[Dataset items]
_____

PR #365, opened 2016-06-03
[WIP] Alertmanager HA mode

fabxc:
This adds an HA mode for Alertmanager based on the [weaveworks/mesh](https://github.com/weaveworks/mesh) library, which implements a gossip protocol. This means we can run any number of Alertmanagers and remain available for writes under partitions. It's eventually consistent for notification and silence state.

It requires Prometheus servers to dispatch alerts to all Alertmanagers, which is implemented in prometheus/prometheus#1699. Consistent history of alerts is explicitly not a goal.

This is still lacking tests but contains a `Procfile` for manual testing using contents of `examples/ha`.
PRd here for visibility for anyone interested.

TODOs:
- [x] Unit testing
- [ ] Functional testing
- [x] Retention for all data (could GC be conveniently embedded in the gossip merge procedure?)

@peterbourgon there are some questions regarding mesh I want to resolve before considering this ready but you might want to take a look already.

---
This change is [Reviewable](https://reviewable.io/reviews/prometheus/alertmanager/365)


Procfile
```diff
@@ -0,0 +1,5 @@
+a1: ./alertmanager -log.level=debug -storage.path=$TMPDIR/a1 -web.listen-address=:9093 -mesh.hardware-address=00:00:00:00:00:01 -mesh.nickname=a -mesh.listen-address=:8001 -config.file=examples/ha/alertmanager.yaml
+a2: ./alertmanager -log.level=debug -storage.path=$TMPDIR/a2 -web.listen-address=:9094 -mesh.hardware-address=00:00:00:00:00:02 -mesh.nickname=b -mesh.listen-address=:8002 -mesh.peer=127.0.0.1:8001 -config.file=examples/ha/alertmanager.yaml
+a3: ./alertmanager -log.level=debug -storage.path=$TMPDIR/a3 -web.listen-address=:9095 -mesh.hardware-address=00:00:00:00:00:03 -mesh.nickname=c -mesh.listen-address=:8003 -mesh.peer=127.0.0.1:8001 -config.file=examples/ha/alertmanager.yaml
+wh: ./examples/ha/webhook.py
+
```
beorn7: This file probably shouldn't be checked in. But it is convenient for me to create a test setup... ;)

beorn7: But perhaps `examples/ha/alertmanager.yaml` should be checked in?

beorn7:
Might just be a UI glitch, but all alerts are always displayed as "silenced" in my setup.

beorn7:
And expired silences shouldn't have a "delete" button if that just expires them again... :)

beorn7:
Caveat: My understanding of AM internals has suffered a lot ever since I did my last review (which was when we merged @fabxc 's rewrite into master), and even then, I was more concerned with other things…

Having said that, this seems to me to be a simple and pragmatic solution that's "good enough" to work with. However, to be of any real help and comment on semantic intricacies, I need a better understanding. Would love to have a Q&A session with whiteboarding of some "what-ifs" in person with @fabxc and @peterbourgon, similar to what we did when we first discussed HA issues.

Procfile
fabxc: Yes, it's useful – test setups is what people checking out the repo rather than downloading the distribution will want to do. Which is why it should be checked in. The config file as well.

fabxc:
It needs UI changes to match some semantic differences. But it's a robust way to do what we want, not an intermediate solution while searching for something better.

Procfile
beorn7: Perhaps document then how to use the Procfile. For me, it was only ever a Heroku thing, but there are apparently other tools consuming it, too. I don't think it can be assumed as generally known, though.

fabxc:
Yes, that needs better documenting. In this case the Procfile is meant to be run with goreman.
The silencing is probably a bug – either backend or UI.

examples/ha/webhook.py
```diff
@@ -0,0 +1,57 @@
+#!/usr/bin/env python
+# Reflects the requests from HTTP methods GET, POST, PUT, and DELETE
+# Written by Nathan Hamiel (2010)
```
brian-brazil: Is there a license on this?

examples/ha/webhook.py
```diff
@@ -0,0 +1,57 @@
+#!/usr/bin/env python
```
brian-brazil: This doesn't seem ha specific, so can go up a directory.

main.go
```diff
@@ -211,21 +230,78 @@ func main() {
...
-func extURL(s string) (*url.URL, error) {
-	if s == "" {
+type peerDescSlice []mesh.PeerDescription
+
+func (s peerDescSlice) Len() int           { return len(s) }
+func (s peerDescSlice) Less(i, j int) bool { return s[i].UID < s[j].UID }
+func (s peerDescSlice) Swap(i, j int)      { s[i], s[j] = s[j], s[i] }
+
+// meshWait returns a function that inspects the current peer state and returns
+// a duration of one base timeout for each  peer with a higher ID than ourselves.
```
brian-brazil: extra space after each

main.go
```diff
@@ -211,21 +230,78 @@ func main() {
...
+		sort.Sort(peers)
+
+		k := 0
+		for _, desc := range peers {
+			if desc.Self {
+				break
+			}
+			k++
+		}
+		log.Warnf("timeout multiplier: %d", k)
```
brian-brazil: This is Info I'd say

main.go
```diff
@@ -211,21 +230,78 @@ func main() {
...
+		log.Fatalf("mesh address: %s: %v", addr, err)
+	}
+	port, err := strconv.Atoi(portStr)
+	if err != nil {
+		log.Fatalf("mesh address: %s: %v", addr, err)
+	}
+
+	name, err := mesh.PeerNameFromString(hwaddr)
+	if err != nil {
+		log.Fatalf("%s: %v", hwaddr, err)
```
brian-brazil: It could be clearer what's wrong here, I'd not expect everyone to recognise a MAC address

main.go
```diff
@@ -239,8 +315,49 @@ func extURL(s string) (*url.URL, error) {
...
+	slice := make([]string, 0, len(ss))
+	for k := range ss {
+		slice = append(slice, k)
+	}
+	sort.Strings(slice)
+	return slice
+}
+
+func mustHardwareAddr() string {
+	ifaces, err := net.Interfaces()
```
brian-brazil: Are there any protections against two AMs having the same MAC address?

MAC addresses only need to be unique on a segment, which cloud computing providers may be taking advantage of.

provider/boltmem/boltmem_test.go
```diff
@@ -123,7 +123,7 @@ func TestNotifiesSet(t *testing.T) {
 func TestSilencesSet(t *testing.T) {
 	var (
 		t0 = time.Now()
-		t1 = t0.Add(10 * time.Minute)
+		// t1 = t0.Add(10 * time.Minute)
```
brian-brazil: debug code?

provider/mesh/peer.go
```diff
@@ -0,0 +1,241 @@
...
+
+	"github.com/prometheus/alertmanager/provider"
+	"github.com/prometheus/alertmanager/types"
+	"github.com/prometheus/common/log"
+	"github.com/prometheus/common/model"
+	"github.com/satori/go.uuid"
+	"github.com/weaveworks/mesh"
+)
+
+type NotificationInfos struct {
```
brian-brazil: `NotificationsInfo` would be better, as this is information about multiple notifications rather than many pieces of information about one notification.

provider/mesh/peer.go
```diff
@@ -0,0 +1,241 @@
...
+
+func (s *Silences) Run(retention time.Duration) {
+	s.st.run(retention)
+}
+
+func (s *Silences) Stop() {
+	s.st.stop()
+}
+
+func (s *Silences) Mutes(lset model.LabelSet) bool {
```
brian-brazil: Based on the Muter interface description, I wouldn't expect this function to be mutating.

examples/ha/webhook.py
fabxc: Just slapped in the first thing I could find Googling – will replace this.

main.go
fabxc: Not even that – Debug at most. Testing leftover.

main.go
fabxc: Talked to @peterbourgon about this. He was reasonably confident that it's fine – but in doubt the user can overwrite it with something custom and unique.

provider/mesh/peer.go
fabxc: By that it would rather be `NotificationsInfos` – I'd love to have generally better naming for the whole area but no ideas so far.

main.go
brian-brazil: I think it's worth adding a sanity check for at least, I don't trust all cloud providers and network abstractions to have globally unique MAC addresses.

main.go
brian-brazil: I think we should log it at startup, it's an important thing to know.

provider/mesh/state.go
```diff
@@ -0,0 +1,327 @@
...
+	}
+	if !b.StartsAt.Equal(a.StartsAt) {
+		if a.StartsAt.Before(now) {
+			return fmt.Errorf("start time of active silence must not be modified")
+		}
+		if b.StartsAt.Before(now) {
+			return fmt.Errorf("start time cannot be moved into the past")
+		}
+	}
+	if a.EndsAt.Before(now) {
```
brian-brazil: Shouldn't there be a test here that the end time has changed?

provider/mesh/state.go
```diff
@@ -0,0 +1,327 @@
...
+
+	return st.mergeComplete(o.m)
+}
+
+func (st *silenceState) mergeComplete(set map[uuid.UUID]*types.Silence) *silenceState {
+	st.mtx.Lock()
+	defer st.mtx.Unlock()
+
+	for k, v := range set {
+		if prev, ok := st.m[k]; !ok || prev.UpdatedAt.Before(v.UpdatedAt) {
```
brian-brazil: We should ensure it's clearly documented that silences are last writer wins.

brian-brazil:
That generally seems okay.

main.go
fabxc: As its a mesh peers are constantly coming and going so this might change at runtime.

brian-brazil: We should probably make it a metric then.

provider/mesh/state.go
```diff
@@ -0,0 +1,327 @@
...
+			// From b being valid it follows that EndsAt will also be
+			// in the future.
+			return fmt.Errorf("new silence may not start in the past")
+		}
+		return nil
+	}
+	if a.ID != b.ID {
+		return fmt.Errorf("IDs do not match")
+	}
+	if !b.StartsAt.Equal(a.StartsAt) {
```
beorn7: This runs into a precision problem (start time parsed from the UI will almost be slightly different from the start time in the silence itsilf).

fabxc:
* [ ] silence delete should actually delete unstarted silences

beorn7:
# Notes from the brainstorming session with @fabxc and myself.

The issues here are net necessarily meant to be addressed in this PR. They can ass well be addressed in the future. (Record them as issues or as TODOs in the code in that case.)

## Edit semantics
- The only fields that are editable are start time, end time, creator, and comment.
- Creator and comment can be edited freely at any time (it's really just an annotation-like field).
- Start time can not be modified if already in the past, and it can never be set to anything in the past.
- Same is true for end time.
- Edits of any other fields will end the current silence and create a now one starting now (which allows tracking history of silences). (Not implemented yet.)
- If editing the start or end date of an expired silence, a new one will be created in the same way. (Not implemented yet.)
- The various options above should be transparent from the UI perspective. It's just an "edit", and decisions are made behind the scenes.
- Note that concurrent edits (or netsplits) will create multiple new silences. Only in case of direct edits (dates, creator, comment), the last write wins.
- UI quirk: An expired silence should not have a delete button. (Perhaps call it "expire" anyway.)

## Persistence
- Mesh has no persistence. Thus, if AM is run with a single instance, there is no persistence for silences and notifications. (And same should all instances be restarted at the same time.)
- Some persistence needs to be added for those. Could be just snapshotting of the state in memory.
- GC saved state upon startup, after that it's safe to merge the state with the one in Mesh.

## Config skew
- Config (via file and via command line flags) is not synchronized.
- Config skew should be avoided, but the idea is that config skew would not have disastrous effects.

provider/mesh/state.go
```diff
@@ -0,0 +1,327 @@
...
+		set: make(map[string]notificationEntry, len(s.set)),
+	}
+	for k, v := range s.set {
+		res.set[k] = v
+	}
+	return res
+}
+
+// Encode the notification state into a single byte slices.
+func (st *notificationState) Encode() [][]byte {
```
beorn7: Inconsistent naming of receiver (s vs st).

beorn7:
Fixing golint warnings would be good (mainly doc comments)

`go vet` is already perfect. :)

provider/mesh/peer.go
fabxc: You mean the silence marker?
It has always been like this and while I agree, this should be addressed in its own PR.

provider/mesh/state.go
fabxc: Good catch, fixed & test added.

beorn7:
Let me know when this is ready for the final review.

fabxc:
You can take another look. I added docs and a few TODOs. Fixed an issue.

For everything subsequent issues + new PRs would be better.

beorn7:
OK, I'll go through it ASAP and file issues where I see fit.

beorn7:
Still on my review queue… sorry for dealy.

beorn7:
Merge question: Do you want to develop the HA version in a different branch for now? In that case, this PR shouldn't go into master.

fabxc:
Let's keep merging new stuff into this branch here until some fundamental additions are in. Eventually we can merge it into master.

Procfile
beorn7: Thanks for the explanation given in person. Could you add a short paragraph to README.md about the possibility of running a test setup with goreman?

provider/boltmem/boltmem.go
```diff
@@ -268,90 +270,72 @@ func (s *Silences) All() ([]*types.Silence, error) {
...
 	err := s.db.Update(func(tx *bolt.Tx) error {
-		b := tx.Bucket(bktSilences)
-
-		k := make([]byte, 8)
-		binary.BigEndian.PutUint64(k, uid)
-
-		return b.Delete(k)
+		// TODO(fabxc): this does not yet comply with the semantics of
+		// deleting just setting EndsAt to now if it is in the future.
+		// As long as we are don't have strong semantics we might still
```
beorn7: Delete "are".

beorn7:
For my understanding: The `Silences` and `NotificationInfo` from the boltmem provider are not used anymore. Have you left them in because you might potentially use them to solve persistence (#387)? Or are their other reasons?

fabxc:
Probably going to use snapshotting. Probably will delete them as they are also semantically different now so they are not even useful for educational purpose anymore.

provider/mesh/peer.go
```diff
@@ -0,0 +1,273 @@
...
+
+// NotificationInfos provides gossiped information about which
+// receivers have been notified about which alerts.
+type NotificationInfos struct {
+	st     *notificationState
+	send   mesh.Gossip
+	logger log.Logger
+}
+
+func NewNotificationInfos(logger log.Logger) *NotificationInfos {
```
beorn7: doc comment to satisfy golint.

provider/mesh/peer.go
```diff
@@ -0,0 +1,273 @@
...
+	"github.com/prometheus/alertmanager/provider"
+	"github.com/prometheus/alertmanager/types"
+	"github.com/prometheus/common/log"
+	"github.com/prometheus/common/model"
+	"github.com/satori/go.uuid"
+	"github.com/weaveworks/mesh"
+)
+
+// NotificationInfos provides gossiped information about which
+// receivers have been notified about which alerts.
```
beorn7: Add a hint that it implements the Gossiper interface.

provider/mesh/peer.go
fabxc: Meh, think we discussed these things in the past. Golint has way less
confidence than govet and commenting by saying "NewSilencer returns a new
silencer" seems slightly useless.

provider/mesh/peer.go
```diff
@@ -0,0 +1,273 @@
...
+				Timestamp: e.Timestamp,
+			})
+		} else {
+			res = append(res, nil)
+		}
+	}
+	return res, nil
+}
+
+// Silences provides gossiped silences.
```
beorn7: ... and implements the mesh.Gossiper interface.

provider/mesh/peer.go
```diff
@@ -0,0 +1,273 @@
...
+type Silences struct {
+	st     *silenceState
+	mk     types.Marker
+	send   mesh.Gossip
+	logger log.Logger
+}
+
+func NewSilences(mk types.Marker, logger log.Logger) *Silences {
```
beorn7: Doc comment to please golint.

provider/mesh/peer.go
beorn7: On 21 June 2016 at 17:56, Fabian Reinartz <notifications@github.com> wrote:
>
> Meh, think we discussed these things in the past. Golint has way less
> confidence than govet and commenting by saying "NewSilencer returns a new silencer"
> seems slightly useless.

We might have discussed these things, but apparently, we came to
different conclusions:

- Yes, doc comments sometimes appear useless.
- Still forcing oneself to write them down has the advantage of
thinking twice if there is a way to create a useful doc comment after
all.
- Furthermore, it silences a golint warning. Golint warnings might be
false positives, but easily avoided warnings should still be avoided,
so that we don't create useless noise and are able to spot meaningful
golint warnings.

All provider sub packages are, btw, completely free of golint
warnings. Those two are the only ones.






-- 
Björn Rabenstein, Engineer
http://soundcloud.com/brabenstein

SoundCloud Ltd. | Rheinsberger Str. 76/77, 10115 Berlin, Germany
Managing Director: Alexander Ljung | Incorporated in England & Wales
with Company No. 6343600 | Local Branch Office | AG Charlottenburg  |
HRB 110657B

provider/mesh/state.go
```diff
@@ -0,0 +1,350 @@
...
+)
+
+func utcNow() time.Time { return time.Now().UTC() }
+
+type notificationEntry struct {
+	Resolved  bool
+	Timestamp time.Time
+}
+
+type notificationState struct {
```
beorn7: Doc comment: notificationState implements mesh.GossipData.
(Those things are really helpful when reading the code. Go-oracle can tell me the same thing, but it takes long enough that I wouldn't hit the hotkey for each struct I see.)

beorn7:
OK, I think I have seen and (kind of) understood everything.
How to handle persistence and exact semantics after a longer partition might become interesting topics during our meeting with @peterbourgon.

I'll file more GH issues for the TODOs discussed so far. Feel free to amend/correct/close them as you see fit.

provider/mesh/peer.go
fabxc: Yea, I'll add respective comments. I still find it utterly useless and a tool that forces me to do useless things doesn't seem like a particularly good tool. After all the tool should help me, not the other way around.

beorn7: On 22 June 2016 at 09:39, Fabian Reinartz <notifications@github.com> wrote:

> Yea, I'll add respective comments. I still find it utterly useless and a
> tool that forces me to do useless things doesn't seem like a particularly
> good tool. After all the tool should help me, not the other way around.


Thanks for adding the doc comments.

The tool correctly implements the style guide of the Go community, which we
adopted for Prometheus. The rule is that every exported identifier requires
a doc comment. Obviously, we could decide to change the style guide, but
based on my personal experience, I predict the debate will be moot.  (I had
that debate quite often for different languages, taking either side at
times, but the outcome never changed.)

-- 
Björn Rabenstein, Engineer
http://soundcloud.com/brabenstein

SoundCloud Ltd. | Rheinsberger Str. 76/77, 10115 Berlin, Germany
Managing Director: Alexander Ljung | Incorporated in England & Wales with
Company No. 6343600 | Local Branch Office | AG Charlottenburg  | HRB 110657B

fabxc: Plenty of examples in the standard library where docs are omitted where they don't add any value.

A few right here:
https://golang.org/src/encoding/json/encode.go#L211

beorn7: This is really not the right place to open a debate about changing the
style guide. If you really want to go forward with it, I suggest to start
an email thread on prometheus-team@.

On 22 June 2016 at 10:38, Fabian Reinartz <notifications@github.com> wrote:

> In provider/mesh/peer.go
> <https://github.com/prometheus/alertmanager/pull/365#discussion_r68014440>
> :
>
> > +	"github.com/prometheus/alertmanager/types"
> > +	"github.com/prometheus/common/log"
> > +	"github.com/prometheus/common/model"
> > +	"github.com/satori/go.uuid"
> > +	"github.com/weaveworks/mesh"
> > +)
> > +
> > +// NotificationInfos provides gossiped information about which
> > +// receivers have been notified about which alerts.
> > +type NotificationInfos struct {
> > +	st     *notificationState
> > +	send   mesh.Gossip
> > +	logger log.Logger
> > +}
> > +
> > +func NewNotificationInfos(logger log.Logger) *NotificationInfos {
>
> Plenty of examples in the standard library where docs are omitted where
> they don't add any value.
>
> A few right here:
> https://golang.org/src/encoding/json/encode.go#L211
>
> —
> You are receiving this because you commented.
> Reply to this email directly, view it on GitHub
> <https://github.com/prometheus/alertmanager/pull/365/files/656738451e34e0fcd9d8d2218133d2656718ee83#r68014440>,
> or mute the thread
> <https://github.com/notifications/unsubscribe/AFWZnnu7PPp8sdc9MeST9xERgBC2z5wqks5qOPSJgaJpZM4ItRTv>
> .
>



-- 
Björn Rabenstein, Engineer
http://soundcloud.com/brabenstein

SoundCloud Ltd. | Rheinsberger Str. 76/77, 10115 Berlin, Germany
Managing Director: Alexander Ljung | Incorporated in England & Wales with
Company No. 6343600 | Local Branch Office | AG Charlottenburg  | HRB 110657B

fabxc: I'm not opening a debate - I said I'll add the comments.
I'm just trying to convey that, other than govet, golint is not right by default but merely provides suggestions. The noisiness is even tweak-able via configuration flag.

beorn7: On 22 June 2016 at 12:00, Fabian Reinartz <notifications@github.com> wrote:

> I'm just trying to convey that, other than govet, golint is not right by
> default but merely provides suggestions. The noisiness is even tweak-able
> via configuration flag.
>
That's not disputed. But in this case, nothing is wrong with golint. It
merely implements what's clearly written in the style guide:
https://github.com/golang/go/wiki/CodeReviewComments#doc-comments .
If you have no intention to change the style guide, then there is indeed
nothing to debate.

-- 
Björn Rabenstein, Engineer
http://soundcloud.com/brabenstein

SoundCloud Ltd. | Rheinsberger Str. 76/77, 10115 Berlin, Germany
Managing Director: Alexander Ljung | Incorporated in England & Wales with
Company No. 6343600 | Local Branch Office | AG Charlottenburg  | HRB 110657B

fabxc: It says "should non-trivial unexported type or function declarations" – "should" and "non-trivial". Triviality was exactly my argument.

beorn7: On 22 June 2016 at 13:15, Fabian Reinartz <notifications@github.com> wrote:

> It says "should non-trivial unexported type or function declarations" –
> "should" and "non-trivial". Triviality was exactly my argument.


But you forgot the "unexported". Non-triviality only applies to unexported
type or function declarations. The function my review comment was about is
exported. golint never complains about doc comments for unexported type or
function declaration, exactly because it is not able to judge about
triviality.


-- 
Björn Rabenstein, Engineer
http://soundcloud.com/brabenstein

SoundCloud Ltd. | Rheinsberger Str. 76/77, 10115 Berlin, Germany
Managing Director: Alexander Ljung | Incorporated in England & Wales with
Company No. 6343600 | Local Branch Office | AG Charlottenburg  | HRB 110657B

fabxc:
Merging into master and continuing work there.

_____

ACTIVITY :: How many lines of the entries above include the word "rather"? Reply with the number alone.

RESULT OF THE TASK :: 3